Start of Block

PR #1426, opened 2020-07-14
add GC flags for write benchmark

NamanJain8:
This PR adds GC flags to badger write benchmark.

---
This change is [Reviewable](https://reviewable.io/reviews/dgraph-io/badger/1426)

### DIFF
--- a/badger/cmd/write_bench.go
+++ b/badger/cmd/write_bench.go
@@ -240,9 +240,9 @@ func writeBench(cmd *cobra.Command, args []string) error {
 
 	startTime = time.Now()
 	num := uint64(numKeys * mil)
-	c := y.NewCloser(1)
+	c := y.NewCloser(2)
 	go reportStats(c)
-	go runGC(db)
+	go runGC(c, db)
 
 	if sorted {
 		err = writeSorted(db, num)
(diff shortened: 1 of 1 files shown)


badger/cmd/write_bench.go
```diff
@@ -101,6 +105,8 @@ func init() {
 		"If true, it badger will detect the conflicts")
 	writeBenchCmd.Flags().BoolVar(&compression, "compression", false,
 		"If true, badger will use ZSTD mode")
+	writeBenchCmd.Flags().StringVarP(&gcPeriod, "gc-every", "g", "5m", "GC Period.")
+	writeBenchCmd.Flags().Float64VarP(&gcDiscardRatio, "gc-ratio", "r", 0.1, "GC discard ratio.")
```
ahsanbarkati, line 109: The recommended discard ratio is 0.5. Shouldn't we use that value?

badger/cmd/write_bench.go
```diff
@@ -263,8 +270,26 @@ func reportStats(c *y.Closer) {
...
+	period, err := time.ParseDuration(gcPeriod)
+	y.Check(err)
+	t := time.NewTicker(period)
+	defer t.Stop()
+	for {
+		select {
+		case <-c.HasBeenClosed():
+			return
+		case <-t.C:
+			if err := db.RunValueLogGC(gcDiscardRatio); err == nil {
```
ahsanbarkati, line 290: Can we handle the error here? The error can be because of many reasons like invalid discardRatio which can be good to show for better debugging in future.

NamanJain8: Logged the error in case of failure. Else we are storing the success count. Thanks .

PR #1428, opened 2020-07-14
Add support collecting stats (sst count, vlog count, file sizes, move key count, valid keys etc)

ahsanbarkati:
This change is [Reviewable](https://reviewable.io/reviews/dgraph-io/badger/1428)

### DIFF
--- a/badger/cmd/write_bench.go
+++ b/badger/cmd/write_bench.go
@@ -144,7 +144,7 @@ func writeRandom(db *badger.DB, num uint64) error {
 		y.Check2(rand.Read(key))
 		e := badger.NewEntry(key, value)
 
-		if ttlPeriod != 0 && errParse == nil {
+		if ttlPeriod != 0 {
 			e.WithTTL(ttlPeriod)
 		}
 		err := batch.SetEntry(e)
--- a/badger/cmd/write_bench.go
+++ b/badger/cmd/write_bench.go
@@ -136,11 +136,14 @@ func writeRandom(db *badger.DB, num uint64) error {
 	es := uint64(keySz + valSz) // entry size is keySz + valSz
 	batch := db.NewWriteBatch()
 
+	ttlPeriod, errParse := time.ParseDuration(ttlDuration)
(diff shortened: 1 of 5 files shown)


badger/cmd/write_bench.go
```diff
@@ -247,16 +263,66 @@ func writeBench(cmd *cobra.Command, args []string) error {
...
+					}
+					if filepath.Ext(path) == ".sst" {
+						sstCount++
+					}
+					return nil
+				})
+				if err != nil {
+					log.Printf("Error while fetching directory. %v.", err)
+				} else {
+					for _, file := range files {
```
NamanJain8, line 319:
```suggestion
                                        fmt.Printf("[Content] Number of files:\n", len(files))
					for _, file := range files {
```
Something like this?
Keeping a count would be good for later processing (if automated).

badger/cmd/write_bench.go
```diff
@@ -247,16 +263,66 @@ func writeBench(cmd *cobra.Command, args []string) error {
...
+				if i.IsDeletedOrExpired() {
+					invalidKeyCount++
+				} else {
+					validKeyCount++
+				}
+			}
+
+			// fetch directory contents
+			if showDir {
+				fmt.Printf("The directory contents are:\n")
```
NamanJain8, line 303:
```suggestion
```
The contents will be empty in case of an error. Shouldn't we remove it?

badger/cmd/write_bench.go
```diff
@@ -247,16 +263,66 @@ func writeBench(cmd *cobra.Command, args []string) error {
...
+				err := filepath.Walk(sstDir, func(path string, info os.FileInfo, err error) error {
+					fileSize := strconv.FormatFloat(float64(info.Size()) / (1024.0 * 1024.0),
```
NamanJain8, line 305: Doesn't matter much but can use [humanize Bytes](https://godoc.org/github.com/dustin/go-humanize#Bytes)?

End of Block

What the task asks> When a line in the records above holds "path", that line is to be reported.

Result of this exercise>
+					if filepath.Ext(path) == ".sst" {
+				err := filepath.Walk(sstDir, func(path string, info os.FileInfo, err error) error {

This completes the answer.